TASK REQUIREMENTS: Transcribe, without alteration, only the lines from the one containing "Existing translations have" through the last line of the material, both ends included.
= = = = = = =
PR #811, opened 2017-03-14
spanish translations

robertohuertasm:
Translations for the commands.

Existing translations have been updated using impersonal and formal forms when required according to `vscode` translations style.


JimiC:
LGTM.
= = = = = = =
SOLUTION TO THIS PROBLEM:
Existing translations have been updated using impersonal and formal forms when required according to `vscode` translations style.


JimiC:
LGTM.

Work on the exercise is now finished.